Please return all lines from the records below that include the string "toml".
▼
PR #10772, opened 2023-10-25
Collect lockfileVersion for yarn

mehulkar:
This PR gets the lockfile version from a `yarn.lock` into the returned value from `scanParentDirs`. This function is used by the Vercel build container for DD tracing, and we are currently missing the lockfileVersion when the package manager is yarn.

### DIFF
--- a/packages/build-utils/src/fs/read-config-file.ts
+++ b/packages/build-utils/src/fs/read-config-file.ts
@@ -30,7 +30,9 @@ export async function readConfigFile<T>(
     if (data) {
       const str = data.toString('utf8');
       try {
-        if (name.endsWith('.json')) {
+        if (name === 'yarn.lock') {
+          return yaml.safeLoad(str, { filename: name }) as T;
+        } else if (name.endsWith('.json')) {
           return JSON.parse(str) as T;
         } else if (name.endsWith('.toml')) {
           return toml.parse(str) as unknown as T;
--- a/packages/build-utils/src/fs/run-user-scripts.ts
+++ b/packages/build-utils/src/fs/run-user-scripts.ts
@@ -299,9 +299,13 @@ export async function scanParentDirs(
   let lockfileVersion: number | undefined;
   let cliType: CliType = 'yarn';
 
-  const [hasYarnLock, packageLockJson, pnpmLockYaml, bunLockBin] =
+  const hasYarnLock = Boolean(yarnLockPath);
+
+  const [yarnLockYaml, packageLockJson, pnpmLockYaml, bunLockBin] =
     await Promise.all([
-      Boolean(yarnLockPath),
+      yarnLockPath
+        ? readConfigFile<{ __metadata: { version: number } }>(yarnLockPath)
+        : null,
       npmLockPath
         ? readConfigFile<{ lockfileVersion: number }>(npmLockPath)
         : null,
@@ -320,6 +324,7 @@ export async function scanParentDirs(
   } else if (hasYarnLock) {
     cliType = 'yarn';
     lockfilePath = yarnLockPath;
+    lockfileVersion = Number(yarnLockYaml.__metadata.version);
   } else if (pnpmLockYaml) {
     cliType = 'pnpm';
     lockfilePath = pnpmLockPath;


packages/build-utils/src/fs/run-user-scripts.ts
```diff
@@ -320,6 +324,7 @@ export async function scanParentDirs(
   } else if (hasYarnLock) {
     cliType = 'yarn';
     lockfilePath = yarnLockPath;
+    lockfileVersion = Number(yarnLockYaml.__metadata.version);
```
mehulkar, line 327: I see this field in yarn3 and yarn4, but need to check yarn 1 and 2 also

EndangeredMassa (changes requested):
@mehulkar can you update the PR description with some details about what is being done here and why?

packages/build-utils/src/fs/run-user-scripts.ts
```diff
@@ -299,9 +299,13 @@ export async function scanParentDirs(
   let lockfileVersion: number | undefined;
   let cliType: CliType = 'yarn';
 
-  const [hasYarnLock, packageLockJson, pnpmLockYaml, bunLockBin] =
+  const hasYarnLock = Boolean(yarnLockPath);
+
+  const [yarnLockYaml, packageLockJson, pnpmLockYaml, bunLockBin] =
     await Promise.all([
-      Boolean(yarnLockPath),
+      yarnLockPath
```
EndangeredMassa, line 306: **suggestion (non-blocking):** ‏definitely not a big deal, but we do already have a slighty more explicit variable

```suggestion
      hasYarnLock
```

packages/build-utils/src/fs/run-user-scripts.ts
EndangeredMassa: **suggestion (blocking)** ‏

I think this needs to be careful when accessing `yarnLockYaml.__metadata`. I don't see that in a `yarn@1` lockfile, for example.

We could look for the comment:

```
# yarn lockfile v1
```

and parse it out, but I don't know if that version changes in `yarn@1` at all. Maybe we can assume lockfile v1?

```suggestion
    lockfileVersion = Number(yarnLockYaml.__metadata?.version) || 1;
```

---

**Yarn 1**

```
$ yarn -v
1.22.19

$ head yarn.lock
# THIS IS AN AUTOGENERATED FILE. DO NOT EDIT THIS FILE DIRECTLY.
# yarn lockfile v1


"@ampproject/remapping@^2.2.0":
  version "2.2.0"
  resolved "https://registry.yarnpkg.com/@ampproject/remapping/-/remapping-2.2.0.tgz#56c133824780de3174aed5ab6834f3026790154d"
  integrity sha512-qRmjj8nj9qmLTQXXmaR1cck3UXSRMPrbsLJAasZpF+t3riI71BXed5ebIOYwQntykeZuhjsdweEc9BxH5Jc26w==
  dependencies:
    "@jridgewell/gen-mapping" "^0.1.0"
```

**Yarn 2**

```
$ yarn -v
2.4.3

$ head yarn.lock
# This file is generated by running "yarn install" inside your project.
# Manual changes might be lost - proceed with caution!

__metadata:
  version: 4
  cacheKey: 7

"@planetscale/database@npm:^1.0.1":
  version: 1.11.0
  resolution: "@planetscale/database@npm:1.11.0"
```

packages/build-utils/src/fs/read-config-file.ts
```diff
@@ -30,7 +30,9 @@ export async function readConfigFile<T>(
     if (data) {
       const str = data.toString('utf8');
       try {
-        if (name.endsWith('.json')) {
+        if (name === 'yarn.lock') {
+          return yaml.safeLoad(str, { filename: name }) as T;
```
EndangeredMassa, line 34: **suggestion (blocking):** ‏add tests

Can you add tests for this behavior?

EndangeredMassa (changes requested):

packages/build-utils/src/fs/run-user-scripts.ts
mehulkar: it's not the same thing. `hasYarnLock` was being used to flag through the existence of the lockfile. Now it's the actual lockfilePath, (similar to the other paths). I moved the `hasYarnLockfile` binding further down

mehulkar:
I won't be able to follow through on this right now, closing.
▲
• **THE COMPLETED TASK**:
         } else if (name.endsWith('.toml')) {
           return toml.parse(str) as unknown as T;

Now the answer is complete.